I am listening to data from pub-sub using streaming data in dataflow. Then I need to upload to storage, process the data and upload it to bigquery.

here is my code:

public class BotPipline {

public static void main(String[] args) {

    DataflowPipelineOptions options = PipelineOptionsFactory.as(DataflowPipelineOptions.class);
    options.setRunner(BlockingDataflowPipelineRunner.class);
    options.setProject(MY_PROJECT);
    options.setStagingLocation(MY_STAGING_LOCATION);
    options.setStreaming(true);

    Pipeline pipeline = Pipeline.create(options);

    PCollection<String> input = pipeline.apply(PubsubIO.Read.maxNumRecords(1).subscription(MY_SUBSCRIBTION));

    input.apply(TextIO.Write.to(MY_STORAGE_LOCATION));

    input
    .apply(someDataProcessing(...)).named("update json"))
    .apply(convertToTableRow(...)).named("convert json to table row"))
            .apply(BigQueryIO.Write.to(MY_BQ_TABLE).withSchema(tableSchema)
    );
    pipeline.run();
}

}

when I run the code commenting the Writing to storage the code works well. but when I try uploading to big query I get this error (which is expected..):

Write can only be applied to a Bounded PCollection

I am not using bound since I need to run this all the time and I need the data to be uploaded immediately . Any solution?

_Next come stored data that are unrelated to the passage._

PR #303, opened 2017-08-09
Compatibilty with VFWE v2.2.2

XeoNovaDan:
Crossbow patched to work with CE, crossbow bolts added, improvised
pistol patched to be consistent with spreadsheet bar the fact it's now
stuffed, 'armour' to 'armor' for consistency.

### DIFF
--- a/Defs/Ammo/AmmoCategoryDefs/AmmoCategories_Neolithic.xml
+++ b/Defs/Ammo/AmmoCategoryDefs/AmmoCategories_Neolithic.xml
@@ -35,14 +35,14 @@
 		<defName>StoneSlingBullet</defName>
 		<label>stone sling bullet</label>
     <labelShort>stone</labelShort>
-		<description>A streamlined stone designed to fly far and hit hard. Not particularly effective against armour.</description>
+		<description>A streamlined stone designed to fly far and hit hard. Not particularly effective against armor.</description>
 	</CombatExtended.AmmoCategoryDef>
 
 	<CombatExtended.AmmoCategoryDef>
 		<defName>SteelSlingBullet</defName>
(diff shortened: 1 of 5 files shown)


Sakedo:
You'll also need to bring across your ammo tech level changes.

XeoNovaDan:
Ammo tech level changes? If you mean how it's structured in the directories, I probably should.

Sakedo:
You're using NeolithicAmmoBase as a parent in CrossbowBolts.xml:
<ThingDef Name="AmmoCrossbowBoltBase" ParentName="NeolithicAmmoBase" Abstract="True">

But that's undefined without your AmmoBase tech level changes. It's probably best to define just NeolithicAmmoBase and bring in the other changes in a separate pull when you think they're ready.

XeoNovaDan:
Eh, I'm unsure if this'll have any significant effect on gameplay anyhow. I think it'll be fine using the neolithic ammo base anyway.

Tribes are the closest things to medieval anyway in vanilla, seeing as they use medieval long bows the majority of the time instead of truly neolithic short bows.

Sakedo:
Yes, but NeolithicAmmoBase isn't defined in this pull request or the version of AmmoBases.xml that it's being merged into. it's in a commit on your local branch that isn't included with these changes.

XeoNovaDan:
I don't think it has to be defined in the PR because it's already defined in base CE, so it'll integrate anyway. It not being on the PR of course being because I haven't modified it.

EDIT: this my desired behavior:

I am receiving messages via pubsub. Each message should be stored in its own file in GCS as rough data, execute some processing on the data, and then save it to big query- having the file name in the data.

Data should be seen immediately after received in BQ example :

data published to pubsub : {a:1, b:2} 
data saved to GCS file UUID: A1F432 
data processing :  {a:1, b:2} -> 
                   {a:11, b: 22} -> 
                   {fileName: A1F432, data: {a:11, b: 22}} 
data in BQ : {fileName: A1F432, data: {a:11, b: 22}} 

the idea is that the processed data is stored in BQ having a link to the Rough data stored in GCS


回答1:


Currently we don't support writing unbounded collections in TextIO.Write. See related question.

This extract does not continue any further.